2007-04-21

Writing a parser: introduction to ADL

This post will introduce ADL (Acronymic Demonstrational Language), a language I designed to demonstrate how to write a parser.

Statements

ADL has 5 different types of statements:
  • if-statement
  • while-loop
  • for-loop
  • assignment
  • function call
An if-statement looks like this:
if expression then
    statements
end if
An if-statement can also have an else-clause:
if expression then
    statements
else
    statements
end if
A while-loop looks like this:
while expression do
    statements
end while
A for-loop looks like this:
for variable := expression to expression do
    statements
end for
A for-loop can also have a by-clause that defines the number to add to the variable on each iteration:
for variable := expression to expression by expression do
    statements
end for
An assignment looks like this:
variable := expression
A function call looks like this:
function()
It can also have one or more arguments separated by commas:
function(expression, expression, expression)

Expressions

Expressions in ADL consist of variables, constants, function calls, unary expressions, binary expressions and groups.

Variable names start with a letter, followed by zero or more letters or numbers.

ADL has 2 types of constants: strings and integer numbers. A string is a sequence of characters, enclosed between 2 quotes.
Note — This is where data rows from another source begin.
PR #949, opened 2024-02-14
Handling of unregistered users

spaceo:
#### Link to issue

https://reload.atlassian.net/browse/DDFLSBP-403

#### Description

This PR introduces the concept of identifying if a user is unregistered. Which means that the user has not registered via the register formular.

The PR is dependant on the work that has been done in [this PR](https://github.com/danskernesdigitalebibliotek/dpl-cms/pull/760).

### DIFF
--- a/src/apps/create-patron-user-info/CreatePatron.entry.tsx
+++ b/src/apps/create-patron-user-info/CreatePatron.entry.tsx
@@ -59,6 +59,7 @@ const CreatePatronEntry: FC<CreatePatronProps> = () => {
   const u = useUrls();
   const dashboardUrl = u("dashboardUrl");
 
+  // TODO: Do we need to wrap the redirect in a useEffect?
   useEffect(() => {
     // If the user has already been registered, redirect to the dashboard.
     if (!isUnregistered()) {
--- a/src/apps/create-patron-user-info/CreatePatron.entry.tsx
+++ b/src/apps/create-patron-user-info/CreatePatron.entry.tsx
@@ -1,10 +1,12 @@
-import React, { FC } from "react";
+import React, { FC, useEffect } from "react";
 import { withConfig } from "../../core/utils/config";
 import { withText } from "../../core/utils/text";
-import { withUrls } from "../../core/utils/url";
+import { useUrls, withUrls } from "../../core/utils/url";
 import CreatePatron from "./CreatePatron";
 import { getToken, hasToken } from "../../core/token";
 import { GlobalEntryTextProps } from "../../core/storybook/globalTextArgs";
+import { isUnregistered } from "../../core/utils/helpers/user";
+import { redirectTo } from "../../core/utils/helpers/url";
 
 interface CreatePatronConfigProps {
   agencyConfig: string;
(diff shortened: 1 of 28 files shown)


src/apps/create-patron-user-info/CreatePatron.entry.tsx
```diff
@@ -54,15 +56,17 @@ export interface CreatePatronProps
...
-  }
+  useEffect(() => {
+    // If the user has already been registered, redirect to the dashboard.
+    if (!isUnregistered()) {
+      redirectTo(dashboardUrl);
+    }
+  }, [dashboardUrl]);
 
-  return <CreatePatron />;
+  return isUnregistered() ? <CreatePatron /> : null;
```
Adamik10, line 69: Do we need this if statement here if we otherwise already redirect the user to dashboard?

src/apps/create-patron-user-info/CreatePatron.tsx
```diff
@@ -28,21 +23,12 @@ const CreatePatron: FC = () => {
...
     const {
-      attributes: { agencies, cpr: userCpr }
+      attributes: { cpr: userCpr }
     } = userInfo;
 
-    const userWasAlreadyCreated = agencies.some(
-      (agency) => agency.agencyId === agencyId
-    );
-
-    // If the user was already created, redirect to the dashboard.
```
Adamik10, line 38: And we remove it from here, because we added this functionality into the entry file, right?

src/apps/dashboard/dashboard-fees/dashboard-fees.tsx
```diff
@@ -12,11 +12,11 @@ const DashboardFees: FC = () => {
 
   const feesPageUrl = u("feesPageUrl");
   const { data: fbsFees } = useGetFeesV2();
-  const [feeCount, setFeeCount] = useState<number>();
+  const [feeCount, setFeeCount] = useState<number>(0);
   const [totalFeeAmount, setTotalFeeAmount] = useState<string>("0");
 
   useEffect(() => {
-    if (fbsFees) {
+    if (fbsFees && Array.isArray(fbsFees)) {
```
Adamik10, line 19: Very nice.

Adamik10 (approved):
Very good job 👏 I have a couple of remarks, but nothing blocking from what I could see.

src/apps/create-patron-user-info/CreatePatron.entry.tsx
spaceo: This is a very good question.
The thing is that useEffect is activated after rendering. So if the user is NOT unregistered we would get a glimpse of weirdness and even errors if we retun the `CreatePatron` component.
One could ask if we need the useEffect at all. But it works like this and I would rather test that part later. I'll leave a TODO about that.

src/apps/create-patron-user-info/CreatePatron.tsx
spaceo: yup

kasperg (approved):
:+1: All this made sense to me and I am somewhat happy that we can keep the changes limited.

My primary worry here is in regard to the error handling from FBS which we may want to do differently.

src/apps/create-patron-user-info/CreatePatron.entry.tsx
```diff
@@ -54,15 +56,18 @@ export interface CreatePatronProps
...
+  const u = useUrls();
+  const dashboardUrl = u("dashboardUrl");
 
-  // The application using this app should handle the case where the user is not logged in.
-  // Eg by returning 403 Forbidden or redirecting to the login page.
-  if (!userToken) {
-    return null;
-  }
+  // TODO: Do we need to wrap the redirect in a useEffect?
+  useEffect(() => {
```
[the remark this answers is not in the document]
spaceo: Changed comment to be more descriptive.

src/apps/dashboard/dashboard-fees/dashboard-fees.tsx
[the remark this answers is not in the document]
spaceo: I get the point and it makes sense. The things is that maybe, in this case, we actually want some empty views on the various pages. Throwing errors for unregistered users introduces that we also need to handle those errors instead of showing an error boundary.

An integer is a sequence of 1 or more digits.

Unary expressions are expressions with an operator that has only 1 operand:
  • positive operator: +expression
  • negative operator: -expression
  • logical NOT-operator: not expression
Binary expressions are expressions with an operator that has 2 operands:
  • logical AND-operator: expression and expression
  • logical OR-operator: expression or expression
  • comparison: expression comparator expression (comparator is one of the following: ==, <>, <, >, <=, >=)
  • addition: expression + expression
  • subtraction: expression - expression
  • multiplication: expression * expression
  • division: expression / expression
A group is an expression between parentheses: ( expression )

Precedence

When an expression is built from multiple operators, the expression is evaluated in the following order:
  • Grouping: ( )
  • Unary expression: + - not
  • Multiplicative expression: * /
  • Additive expression: + -
  • Comparison: == <> < > <= >=
  • Logical OR: or
  • Logical AND: and

2 comments:

EirĂ­kur Fannar Torfason said...

Shouldn't the logical AND operator have higher precedence than the locical OR operator? Not that is matters much in this context. This is still an excellent series on parsers.

Tommy Carlier said...

I just checked, and in other languages (C, C++, C#, ...) AND does indeed have higher precedence than OR.

The truth is that, for me, it doesn't matter. I can never remember the precedence of AND and OR in a language, so I never mix them without using parentheses.

In fact, StyleCop (a statical analysis tool from Microsoft) will give you a warning if you mix operators that have a different precedence and don't use parentheses to explicitly define the precedence.